Semantic Web Technologies

Semantic Web Technology extends ds9 technology with Ontology Management, Tagging and Semantic Search capabilities based on RDF/SPARQL based linked data resources.

Interaction of Semantics and Text

ds9 stores RDF based Ontologies in a Triple Store against which it executes SPARQL queries. Special RDF filter types add semantics to documents by Tagging and Classification based on recognized entities in the natural language content of the documents. We provide filter type templates that explain how to build filter chains to automatically build Ontologies, add thesaurus capabilities to a taxonomy or to simply use an Ontology to add context and structure to a document. Tagged concepts or their concept classes can be used as facets for faceted search in the ds9 Viewers and ds9 Semantic Search RDF based thesauri can be used for search term expansion in our viewers.

Tagging - Semantic Annotation

Using an RDF based thesaurus ds9 Semantic Web Technology is semantically annotating content of retrieved documents.

The RDF Tagger, a ds9 filter type, is processing a set of input documents, adding customized annotations to all chunks of text that match a concept or any of the synonyms of the concept provided in a thesaurus.
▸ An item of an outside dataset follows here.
PR #1973, opened 2026-07-15
feat(sfx): give mage/priest/warlock wand auto-attacks their own cue

jamiecypher:
## Summary

Mage/priest/warlock wand auto-attacks previously reused the school's real spell-cast projectile sound (proj_<school>), making a passive auto-attack indistinguishable from an actual cast by ear. Adds dedicated wand_arcane/wand_holy/wand_shadow catalog keys (3 real takes each) and routes rangedSwing's wand branch through them instead.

The annotated concepts can be used in subsequent process steps for document classification based on occurrences of annotated concepts, to build document meta data information or to store normalized document information.

Concept Classification

As can be seen in the screen shot of the RDF Tagger filter type, the tagger supports hierarchical concepts. Its parameters require a root element of the concept hierarchy, the concept class and a relationship which describes the is-a-relationship.

Entity Recognition

Depending on the ontology that is used for tagging, the matched lexical terms and all defined synonyms can represent semantic entities that are recognized in the natural text of the document. These entities can be extracted from the document by subsequent filter steps for further analysis or statistical assessment.
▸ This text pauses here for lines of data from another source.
PR #1974, opened 2026-07-15
feat(sfx): give Book of Deeds unlocks their own achievement chime

jamiecypher:
## Summary

Two related audio fixes bundled together:

- Swaps the ui_level_up placeholder (a baked synth tone) for the real recording, which had been staged but never actually copied into public/audio/sfx.
- Book of Deeds unlocks (the game's achievement system) previously reused audio.levelUp(), so the same sound fired for both real level-ups and every achievement, wearing thin fast. Adds a dedicated ui_achievement catalog key and routes handleDeedUnlocks through audio.achievement() instead.

Skin-event cosmetic unlock claims still deliberately use audio.levelUp() (a separate reward system from Book of Deeds).

## Type of change

- [x] Bug fix
- [x] Tests

## How was this tested?

- Commands: `npm run gate` (all 11 steps green), `npx vitest run tests/game_audio.test.ts tests/deed_records.test.ts tests/deeds_window.test.ts tests/architecture.test.ts`
- Manual steps: confirmed both new/changed clips conform to the -6dBFS true-peak / -14 LUFS standard via `npm run sfx:check`; verified the deed-unlock source scan and pinned catalog count (156 keys, 27 ui_ cues) updated to match


FernandoX7 (commented):
Clean, well-scoped audio change. I verified the load-bearing claims against the head ref and they all hold up:

- The `audio.levelUp()` to `audio.achievement()` swap is confined to the deed-unlock path (`src/ui/hud.ts:10402`), a pure 1:1 substitution under the same `plan.playSound` guard. The other four `audio.levelUp()` calls are all correct to leave alone: real level-up (`hud.ts:9394`), post-cap virtual level-up (`hud.ts:9419`), and the two skin-event claims (`hud.ts:13207`, `13214`), which the summary calls out as a separate reward system.
- The regenerated artifacts are internally consistent, not hand-edited: the new `ui_achievement.mp3` (65871 bytes, sha256 `d473d495d1bb...`) and the replaced `ui_level_up.mp3` (88441 bytes, `b8dac64b9735...`) match their `runtime-pack.json` and `sfx_manifest.generated.ts` entries exactly, and `SFX_CATALOG_HASH` matches the runtime pack's `catalogHash` (`4b8d9131...`).
- `SFX_FIXED_CATALOG_KEYS` really is 156 keys with 27 `ui_` cues, so the updated pins in `tests/sfx_manifest.test.ts` line up with the generated file. The `{ key: 'ui_achievement', custom: true }` entry follows the existing custom-clip convention (`quest_*`, `lockpick_*`), and it needs no gain/speed-map override since it takes the defaults (gain 1, rate 1).

Merges cleanly onto `release/v0.27.0` with no conflicts. No i18n surface is touched: the deed banner text is unchanged and the cue keys are not player-visible strings. Tests cover the three moving parts (the `achievement` -> `ui_achievement` cue mapping, the `handleDeedUnlocks` source scan, and the catalog counts).

Nothing blocking. One operational note, not a finding: no CI checks are reporting on the branch yet, so make sure the gate actually runs (the loudness/conformance claim from `npm run sfx:check` is the one thing I did not re-run locally).

FernandoX7 (approved):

Recognition of multiple types of entities can be achieved by processing several RDF Taggers subsequently. The RDF relations used to define the synonym-of relationship can be defined freely, thus there are no constraints as to what RDF based ontologies to use.

Ontology Management

ds9 filter types cannot only read from the triple store, they can also write to RDF containers, thus manage RDF ontology data.

By extracting concept data and meta information from websites or databases, e.g. special purpose Wikis, ds9 can automatically create ontologies or enrich existing ontologies very much like dbPedia is built and maintained by extracting concept information from Wikipedia.

Semantic Search

Semantic Search in ds9 implements query side semantics as well as content side semantics to improve the user's search experience and optimize search results:
  • At search time query terms are expanded with synonyms defined in RDF ontologies
  • Annotations in the connected SEARCHCORPUS® are used to build facets for a faceted search
Extracted concept classes can be used by the Semantic Search to classify search results and to build search facets based on identified concept classes allowing the user to drill down along the concept hierarchy.
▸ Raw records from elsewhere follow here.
PR #1975, opened 2026-07-15
fix(chat): /1 General shortcut, working !lfg/!events, and stay on the last channel sent

ryan-foo:
## Summary

Hotfix for three chat issues. All three are client-side (plus the sim `/1` alias); the online server paths already handle them correctly once the client stops mangling the lines, so there is no server change.

### 1. `/1` is a shortcut for General chat

The sim chat router (`src/sim/social/chat.ts`) now routes `/1 message` to the General channel alongside `/g` / `/general`, and the client sticky map (`chat_channels.sentLineChannel`) recognizes it. `/1` is used rather than `/g` because the online server claims `/g` for guild, whereas `/1` always reaches General (offline and online). It updates the server's remembered channel to General like any General send.

### 2. `!lfg` and `!events` work again

Root cause: the v0.26.0 sticky-channel change made `composeChatLine` prepend a channel prefix to any line not starting with `/`, so `!lfg need a healer` was sent as `/say !lfg need a healer` and never reached the server's `text.startsWith('!')` relay gate. `composeChatLine` now passes a `!` community command through untouched (like an explicit slash command). Separately, `!events` (the natural plural of the `!event` command) now resolves via a plural fallback in `relayCommandById` when the exact word is unknown; a genuinely unknown word is still rejected.

### 3. The chat input stays on the last channel you sent in (including a whisper reply)

Root cause: the same v0.26.0 change made the client force its sticky *standing* channel onto every plain line, overriding the server's remembered-channel routing and, crucially, ignoring whisper. After replying to a whisper, the input snapped back to your previous channel instead of continuing the reply. The sticky is now a *target* (a channel OR whisper): a `/r` reply sticks to whisper so the next plain line keeps replying (`composeWhisperReply` -> `/r`), which the server routes to the same last-whisperer. An explicit one-off `/w Name` deliberately does not stick (its next reply would target whoever last whispered you, not that person). Standing channels behave exactly as before.

## Testing

- `tests/chat_channels.test.ts`: `composeChatLine` passes `!` commands through; `sentLineChannel` maps `/1` -> general (never `/g`); `sentLineTarget` sticks to whisper on `/r` but not on `/w`.
- `tests/discord_relay.test.ts`: `!events` -> event, `!lfg` unaffected, unknown word rejected.
- `tests/chat.test.ts`: the sim routes `/1` to the General channel.
- `tests/chat_hud_client_seam.test.ts`: a regression test that a party send followed by a `/r` reply keeps the input on whisper (`/r`), reproducing and fixing issue 3.
- All chat-logic suites, the S3 localization guard, and `tests/architecture.test.ts` green; `tsc --noEmit` clean for the changed files. (`chat_line.test.ts` fails on a missing `@testing-library/svelte` dev dependency in this fresh worktree, pre-existing and unrelated.)


FernandoX7 (commented):
Solid, well-scoped hotfix. All three roots trace back to the v0.26.0 sticky change prefixing non-slash lines, and each is diagnosed correctly. `/1` rides the shared sim router so it routes to General both offline and online, and generalizing `stickyChannel` to a `stickyTarget` (channel OR whisper) is a clean way to make a `/r` reply keep replying. Good regression test for issue 3.

I verified the parity that matters here: online, both `/1 msg` and `!lfg` / `!events` reach the server unmangled (`composeChatLine` now passes `/` and `!` through), `/1` falls through to `sim.chat()` in `routeRememberedChat` and updates `rememberedChat` to general like any general send, and `!events` resolves via the plural fallback inside `handleRelayCommand`. No wire or schema changes. Locally: the four suites pass (117 tests), the S3 guard (`tests/localization_fixes.test.ts`) and `tests/architecture.test.ts` are green, `tsc --noEmit` is clean, and it merges cleanly into `main`.

## should-fix

- A `!` community command resets the sticky channel to `say`. `noteSentChannel` runs on every send (`src/main.ts:1150`), and for a `!` line `sentLineTarget` falls through to `sentLineChannel`, which returns `'say'` for any non-slash line (`src/ui/chat_channels.ts:178`, `:201`). So if your standing channel is party or general and you fire `!lfg ...` mid-conversation, your next plain line silently drops to say. That is the same unexpected channel switch issue 3 is fixing, and it is inconsistent with how the module already treats transient commands: `/w`, emotes, and rolls all return null and leave the sticky untouched. Cleanest fix is to have `sentLineTarget` return null for a `!` line, plus a `sentLineTarget('!lfg ...')` -> null assertion next to the existing `composeChatLine` passthrough test.

## nits

- The plural fallback also strips a doubled tail (`!wtss` -> wts, `!helps` -> help), since it just drops a trailing `s`. Harmless for the current command set, just noting it is a suffix strip rather than a strict plural.
- This targets `main`, but the house default is to base a change off the latest release branch (release/v0.27.0 is the active integration base). Your call whether this hotfix ships via the release branch or straight to main.

ryan-foo:
Addressed the review: a ! community command now returns null from sentLineChannel/sentLineTarget, so firing !lfg or !events mid-conversation leaves the sticky channel untouched, same as whispers, emotes, and rolls (b545b76d3, with the sentLineTarget('!lfg ...') -> null assertion next to the passthrough test). Also retargeted the PR to release/v0.27.0 and merged the release base into the branch; the four chat suites, the S3 guard, architecture, and tsc are green on the merged head. The plural-fallback nit is left as is per the review (suffix strip, harmless for the current command set).

FernandoX7 (approved):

Semantic search can use Recognized Entities, e.g. location, industry, ..., to build facets for a faceted search as well. Search results can be either accumulated by selecting multiple facets or further restricted.

Query Term Expansion

By defining RDF ontologies for Query Term Expansion, the user can automatically expand search terms by their synonyms. While the user is typing a search term, the Query Term Expansion queries the RDF files for matching concepts. Once the user selects a concept, this concept is marked for Query Term Expansion.

When the user hits expand query, all marked concepts are automatically expanded and converted into a valid search query. The user can edit this query manually before submitting it.